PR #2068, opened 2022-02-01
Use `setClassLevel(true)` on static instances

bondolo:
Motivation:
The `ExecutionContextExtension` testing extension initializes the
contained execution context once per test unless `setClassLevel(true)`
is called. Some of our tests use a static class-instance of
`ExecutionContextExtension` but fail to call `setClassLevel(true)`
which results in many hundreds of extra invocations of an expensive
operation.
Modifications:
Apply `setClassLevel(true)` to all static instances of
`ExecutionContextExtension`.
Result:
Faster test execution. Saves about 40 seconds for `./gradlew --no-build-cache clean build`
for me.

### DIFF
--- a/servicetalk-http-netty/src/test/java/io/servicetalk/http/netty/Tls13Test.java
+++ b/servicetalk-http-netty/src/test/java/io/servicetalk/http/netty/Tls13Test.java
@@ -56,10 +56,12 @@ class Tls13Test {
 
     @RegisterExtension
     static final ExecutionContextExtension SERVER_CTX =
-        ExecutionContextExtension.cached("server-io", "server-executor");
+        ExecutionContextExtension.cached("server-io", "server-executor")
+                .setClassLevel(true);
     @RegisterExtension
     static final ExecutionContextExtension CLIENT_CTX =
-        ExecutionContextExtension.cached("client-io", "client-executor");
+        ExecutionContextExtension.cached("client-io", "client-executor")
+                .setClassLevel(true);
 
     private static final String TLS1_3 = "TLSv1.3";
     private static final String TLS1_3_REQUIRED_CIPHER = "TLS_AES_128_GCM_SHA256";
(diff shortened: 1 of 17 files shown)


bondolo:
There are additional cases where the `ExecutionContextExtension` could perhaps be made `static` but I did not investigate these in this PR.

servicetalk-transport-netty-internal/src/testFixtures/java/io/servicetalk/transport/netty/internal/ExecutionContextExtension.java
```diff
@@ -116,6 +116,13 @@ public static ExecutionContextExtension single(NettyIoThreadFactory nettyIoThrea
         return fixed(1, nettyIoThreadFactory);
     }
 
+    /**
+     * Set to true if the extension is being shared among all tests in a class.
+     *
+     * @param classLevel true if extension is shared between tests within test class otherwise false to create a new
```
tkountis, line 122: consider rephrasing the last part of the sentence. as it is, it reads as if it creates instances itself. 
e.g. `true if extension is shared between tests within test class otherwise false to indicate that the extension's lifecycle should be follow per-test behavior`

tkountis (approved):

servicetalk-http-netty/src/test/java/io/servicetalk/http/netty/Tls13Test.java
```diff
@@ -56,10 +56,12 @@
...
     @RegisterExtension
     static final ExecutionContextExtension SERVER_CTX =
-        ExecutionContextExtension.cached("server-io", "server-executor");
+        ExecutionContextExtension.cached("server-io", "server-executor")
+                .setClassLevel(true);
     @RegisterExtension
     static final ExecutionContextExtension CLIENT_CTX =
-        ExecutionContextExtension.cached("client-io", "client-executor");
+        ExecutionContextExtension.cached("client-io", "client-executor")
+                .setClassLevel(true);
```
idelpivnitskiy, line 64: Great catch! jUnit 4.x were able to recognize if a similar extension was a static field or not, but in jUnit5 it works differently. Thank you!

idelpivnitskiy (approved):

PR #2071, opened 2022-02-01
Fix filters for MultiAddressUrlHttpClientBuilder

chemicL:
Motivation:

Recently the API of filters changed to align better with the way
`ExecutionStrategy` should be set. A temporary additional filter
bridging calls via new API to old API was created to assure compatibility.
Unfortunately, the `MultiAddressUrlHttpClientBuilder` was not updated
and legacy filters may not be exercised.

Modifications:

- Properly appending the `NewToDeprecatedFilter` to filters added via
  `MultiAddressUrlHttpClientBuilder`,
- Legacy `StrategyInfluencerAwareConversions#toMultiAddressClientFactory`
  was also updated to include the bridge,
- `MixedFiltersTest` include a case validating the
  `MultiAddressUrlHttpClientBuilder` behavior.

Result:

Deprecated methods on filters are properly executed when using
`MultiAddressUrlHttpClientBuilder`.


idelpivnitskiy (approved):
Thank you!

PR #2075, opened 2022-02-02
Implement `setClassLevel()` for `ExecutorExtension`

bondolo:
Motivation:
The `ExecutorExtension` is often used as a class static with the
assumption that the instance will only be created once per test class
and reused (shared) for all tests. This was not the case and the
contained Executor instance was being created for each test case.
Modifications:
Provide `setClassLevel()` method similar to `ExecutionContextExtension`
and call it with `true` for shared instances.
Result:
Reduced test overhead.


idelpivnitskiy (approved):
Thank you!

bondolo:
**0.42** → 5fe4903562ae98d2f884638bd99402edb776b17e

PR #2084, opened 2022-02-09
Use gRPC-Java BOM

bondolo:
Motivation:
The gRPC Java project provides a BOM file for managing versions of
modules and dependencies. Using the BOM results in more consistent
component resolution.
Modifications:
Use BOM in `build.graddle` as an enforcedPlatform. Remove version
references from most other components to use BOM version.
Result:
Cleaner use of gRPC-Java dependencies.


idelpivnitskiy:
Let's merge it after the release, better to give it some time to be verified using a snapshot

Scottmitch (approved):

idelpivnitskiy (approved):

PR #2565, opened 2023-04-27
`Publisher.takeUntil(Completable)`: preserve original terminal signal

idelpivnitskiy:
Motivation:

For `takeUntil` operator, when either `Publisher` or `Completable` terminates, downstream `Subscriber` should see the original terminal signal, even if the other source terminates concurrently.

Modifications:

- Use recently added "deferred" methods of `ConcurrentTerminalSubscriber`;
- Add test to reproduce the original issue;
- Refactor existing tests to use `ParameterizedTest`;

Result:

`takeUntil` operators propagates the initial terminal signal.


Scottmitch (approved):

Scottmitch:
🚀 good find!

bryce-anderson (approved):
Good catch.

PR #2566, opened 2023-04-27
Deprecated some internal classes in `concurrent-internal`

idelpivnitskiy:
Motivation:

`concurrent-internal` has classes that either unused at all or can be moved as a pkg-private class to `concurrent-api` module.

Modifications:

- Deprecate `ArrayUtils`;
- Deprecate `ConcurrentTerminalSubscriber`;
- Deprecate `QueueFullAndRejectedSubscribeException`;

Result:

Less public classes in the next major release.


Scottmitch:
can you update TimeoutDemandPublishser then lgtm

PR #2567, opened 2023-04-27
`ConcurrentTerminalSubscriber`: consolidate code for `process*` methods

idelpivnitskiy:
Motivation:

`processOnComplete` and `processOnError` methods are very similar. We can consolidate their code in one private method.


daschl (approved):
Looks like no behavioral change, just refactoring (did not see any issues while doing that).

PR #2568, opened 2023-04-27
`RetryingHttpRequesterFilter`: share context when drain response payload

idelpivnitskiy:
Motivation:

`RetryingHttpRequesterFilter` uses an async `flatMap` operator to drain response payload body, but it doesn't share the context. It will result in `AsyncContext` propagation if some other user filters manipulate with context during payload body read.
...
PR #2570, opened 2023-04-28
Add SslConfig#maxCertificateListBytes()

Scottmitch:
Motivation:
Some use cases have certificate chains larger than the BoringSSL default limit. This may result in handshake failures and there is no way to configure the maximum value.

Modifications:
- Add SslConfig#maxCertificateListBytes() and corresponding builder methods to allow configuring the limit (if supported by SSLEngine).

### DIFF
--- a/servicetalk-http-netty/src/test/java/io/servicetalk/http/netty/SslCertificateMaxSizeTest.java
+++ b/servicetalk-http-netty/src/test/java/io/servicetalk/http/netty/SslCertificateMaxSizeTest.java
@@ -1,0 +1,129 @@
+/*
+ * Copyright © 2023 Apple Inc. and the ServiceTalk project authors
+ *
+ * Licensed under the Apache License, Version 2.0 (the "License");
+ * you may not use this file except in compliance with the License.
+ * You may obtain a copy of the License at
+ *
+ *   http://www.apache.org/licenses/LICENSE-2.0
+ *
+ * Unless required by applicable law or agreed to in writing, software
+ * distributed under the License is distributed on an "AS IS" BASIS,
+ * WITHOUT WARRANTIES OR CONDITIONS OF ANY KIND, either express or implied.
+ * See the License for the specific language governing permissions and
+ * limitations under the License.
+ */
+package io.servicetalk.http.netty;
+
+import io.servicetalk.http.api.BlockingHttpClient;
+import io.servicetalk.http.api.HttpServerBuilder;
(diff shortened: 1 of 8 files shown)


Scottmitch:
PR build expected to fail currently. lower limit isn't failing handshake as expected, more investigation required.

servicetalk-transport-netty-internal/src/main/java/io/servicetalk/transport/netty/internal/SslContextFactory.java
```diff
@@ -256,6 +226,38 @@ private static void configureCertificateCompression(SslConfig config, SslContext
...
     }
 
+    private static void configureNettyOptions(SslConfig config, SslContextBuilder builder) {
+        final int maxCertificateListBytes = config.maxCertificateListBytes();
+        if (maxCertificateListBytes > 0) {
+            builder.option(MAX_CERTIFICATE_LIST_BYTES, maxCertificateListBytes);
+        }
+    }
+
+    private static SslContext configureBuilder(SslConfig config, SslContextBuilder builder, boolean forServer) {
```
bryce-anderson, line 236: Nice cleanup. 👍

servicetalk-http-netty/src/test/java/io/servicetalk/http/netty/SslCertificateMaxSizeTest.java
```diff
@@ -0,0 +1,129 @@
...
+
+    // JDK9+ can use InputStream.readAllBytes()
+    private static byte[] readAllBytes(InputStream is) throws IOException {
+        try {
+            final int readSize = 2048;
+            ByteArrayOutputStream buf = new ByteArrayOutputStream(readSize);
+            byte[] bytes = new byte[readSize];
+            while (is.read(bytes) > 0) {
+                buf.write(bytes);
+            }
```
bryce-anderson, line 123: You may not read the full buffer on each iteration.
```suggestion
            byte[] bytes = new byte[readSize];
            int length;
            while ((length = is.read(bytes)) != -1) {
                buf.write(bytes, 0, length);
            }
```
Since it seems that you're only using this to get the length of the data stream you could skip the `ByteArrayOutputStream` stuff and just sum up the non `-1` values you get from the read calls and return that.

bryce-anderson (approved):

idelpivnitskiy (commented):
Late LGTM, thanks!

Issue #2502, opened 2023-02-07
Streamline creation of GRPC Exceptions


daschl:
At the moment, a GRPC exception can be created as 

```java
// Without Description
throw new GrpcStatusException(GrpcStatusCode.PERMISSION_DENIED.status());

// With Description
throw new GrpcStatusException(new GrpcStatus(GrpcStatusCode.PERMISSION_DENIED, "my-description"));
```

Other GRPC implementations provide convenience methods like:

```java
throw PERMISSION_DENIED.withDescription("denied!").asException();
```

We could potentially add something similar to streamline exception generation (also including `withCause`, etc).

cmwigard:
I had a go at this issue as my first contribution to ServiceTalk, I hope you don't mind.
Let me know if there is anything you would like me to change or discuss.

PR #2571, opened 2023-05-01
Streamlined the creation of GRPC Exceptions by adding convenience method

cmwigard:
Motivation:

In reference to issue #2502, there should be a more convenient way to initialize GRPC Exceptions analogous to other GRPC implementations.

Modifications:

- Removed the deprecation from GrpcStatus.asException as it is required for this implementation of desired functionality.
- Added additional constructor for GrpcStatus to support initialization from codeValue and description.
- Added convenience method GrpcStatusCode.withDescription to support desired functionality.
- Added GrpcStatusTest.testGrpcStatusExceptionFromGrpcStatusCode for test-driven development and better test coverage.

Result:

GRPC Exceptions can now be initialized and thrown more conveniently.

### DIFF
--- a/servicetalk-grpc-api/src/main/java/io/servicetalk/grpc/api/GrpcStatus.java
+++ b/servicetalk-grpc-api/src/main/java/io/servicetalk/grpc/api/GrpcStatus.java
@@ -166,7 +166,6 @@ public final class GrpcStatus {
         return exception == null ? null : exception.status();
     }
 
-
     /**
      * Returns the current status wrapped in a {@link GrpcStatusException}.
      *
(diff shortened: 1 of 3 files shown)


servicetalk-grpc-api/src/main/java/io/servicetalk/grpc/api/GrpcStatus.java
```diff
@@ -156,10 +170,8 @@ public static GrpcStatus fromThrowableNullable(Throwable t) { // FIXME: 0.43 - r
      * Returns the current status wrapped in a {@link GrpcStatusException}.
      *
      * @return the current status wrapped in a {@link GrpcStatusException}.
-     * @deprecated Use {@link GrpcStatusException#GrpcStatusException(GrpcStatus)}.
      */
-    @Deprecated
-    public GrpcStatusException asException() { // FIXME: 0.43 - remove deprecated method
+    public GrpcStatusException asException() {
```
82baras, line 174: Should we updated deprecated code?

### Task statement
How many lines of the preceding listing hold the string "more"? Answer with the number only.

### The completed task
4